Another Strana.ru commentary, moreover, said that Russian military leaders were hardly surprised by yesterday’s reports. According to Aleksandr Orlov, a top Russian Defense Ministry official had anticipated back in October of last year that the United States might move in the direction of renewed testing. Colonel General Igor Valdynkin had also suggested, yesterday’s commentary said, that according to his information the U.S. Department of Energy had already reduced the time needed to resume testing down to six months. Valdynkin was also quoted as saying that Moscow was prepared to resume its own nuclear testing program in the event that the United States proceeded down that path, and that efforts had been undertaken to prepare Russia’s own nuclear testing site, which is located on the far northern island of Novaya Zemlya. Indeed, Valdynkin had said that if any of the five recognized nuclear powers should decide to resume testing then Russia would consider breaking its own moratorium. Russia’s signing of the Comprehensive Test Ban Treaty would be no obstacle, he added, because its provisions allow countries to withdraw from the pact in the event that they feel the security provided by their own nuclear stockpiles is unreliable.

But if initial Russian reactions to the U.S. reports yesterday were measured, that does mean they all took the explanations being offered by Washington at face value. Some did accept Washington’s rationale, namely, that with sharp reductions in nuclear weapons looming because of recent Russian-U.S. agreements, the United States now feels it is especially important to ensure the reliability of its nuclear stockpile. Strana.ru quoted some Russian experts in this context who concurred with those of their U.S. counterparts who have argued that current methods of testing nuclear weapons reliability are not fully satisfactory, and that a return to full testing may therefore be necessary.

But others suggested that talk of this sort is nothing but a smokescreen, and that the real reason Washington appears to be preparing the ground for renewed nuclear testing is, in fact, related to U.S. plans for the creation of a new generation of nuclear weapons–and to the U.S. missile defense program in particular. The Russian daily Izvestia, for example, focused on the missile defense issue, arguing that insurmountable problems in developing a workable a “hit-to-kill” interceptor is driving the Pentagon–as it earlier drove the Soviet Union–to the use of nuclear weapons as the only reliable means of intercepting incoming ballistic missiles. “Evidently,” the newspaper concluded, “in the United States they have decided to make use of Russia’s experience.” The newspaper also quoted specialists from Russia’s Atomic Energy Ministry who said that there is no reason for the United States to resume nuclear weapons testing because so-called “subcritical” tests (which involve bringing small amounts of fissile material close to–but short of–criticality) and other laboratory procedures can be used to reliably test nuclear weapons (Izvestia.ru, January 8; Vremya Novostei, January 9; Strana.ru, January 8).

Russia’s reaction to yesterday’s Washington reports may be academic, because U.S. Defense Secretary Donald Rumsfeld announced yesterday that the Bush administration intends, for the time being at least, to continue its nuclear testing moratorium (Reuters, January 8).
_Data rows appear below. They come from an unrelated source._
PR #10989, opened 2024-05-24
Fix false `MissingOverrideAttribute` issue

### LINKED ISSUE #10982: MissingOverrideAttribute false positive with traits used by child classes
https://psalm.dev/r/70ba038824

If you do what psalm says you're supposed to do and add the `Override` attribute to the trait method, you will create invalid code that PHP refuses to run (and psalm also flags as an error).

I think `B` should be totally free to import its own copy of the `Foo` trait.

ghostwriter:
This patch resolves #10982, via the following changes:
 
 - Add test case `tests/OverrideTest.php`
 -  Update `src/Psalm/Internal/Analyzer/FunctionLikeAnalyzer.php`

### DIFF
--- a/src/Psalm/Internal/Analyzer/FunctionLikeAnalyzer.php
+++ b/src/Psalm/Internal/Analyzer/FunctionLikeAnalyzer.php
@@ -1995,6 +1995,7 @@ abstract class FunctionLikeAnalyzer extends SourceAnalyzer
                 if (!$has_override_attribute
                     && $codebase->config->ensure_override_attribute
                     && $overridden_method_ids
+                    && $storage->visibility !== ClassLikeAnalyzer::VISIBILITY_PRIVATE
                     && $storage->cased_name !== '__construct'
                     && ($storage->cased_name !== '__toString'
                        || isset($appearing_class_storage->direct_class_interfaces['stringable']))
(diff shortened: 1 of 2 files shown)


src/Psalm/Internal/Analyzer/FunctionLikeAnalyzer.php
```diff
@@ -1995,6 +1995,7 @@ private function getFunctionInformation(
                 if (!$has_override_attribute
                     && $codebase->config->ensure_override_attribute
                     && $overridden_method_ids
+                    && $storage->visibility !== ClassLikeAnalyzer::VISIBILITY_PRIVATE
```
edsrzf, line 1998: Unfortunately this doesn't fully fix the issue.

Even if the trait method is `protected` or `public`, there's a false positive: https://psalm.dev/r/4dce1a9157 And in that code, it would still be incorrect to add an `Override` attribute, since the method in `A` doesn't override anything. The attribute causes an error at runtime.

I think ideally we'd not consider methods that come from traits, but I can't see an easy way to check for this.

ghostwriter: @edsrzf Thank you for reviewing the Pull request,

You're right!

> Methods from a used trait behave as if the method definition was copied and pasted into the target class. Specifically the `#[\Override]` attribute on a trait method requires the existence of a matching method in a parent class or implemented interface.

I'll take a closer look.

edsrzf (approved):
LGTM, though I'm not a maintainer, so we need to wait for one before merging.

ghostwriter:
Resolved in https://github.com/vimeo/psalm/pull/11284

But the commotion over a resumption of nuclear weapons testing in the U.S. capital appears to reflect, at the least, the floating of a trial balloon by the Bush administration on the issue. Initial reactions suggest that Moscow might not be overly adverse to a U.S. resumption of testing, in part because there is probably some pressure from military circles in Russia for exactly the same thing at home. At the same time, however, a resumption of testing by the United States would provide Moscow with another opportunity, should it choose to take it, to tar Washington for unilateralism and for undermining strategic stability. A U.S. return to testing would also undoubtedly provoke an outcry in a number of other foreign capitals, including those of Washington’s closest allies.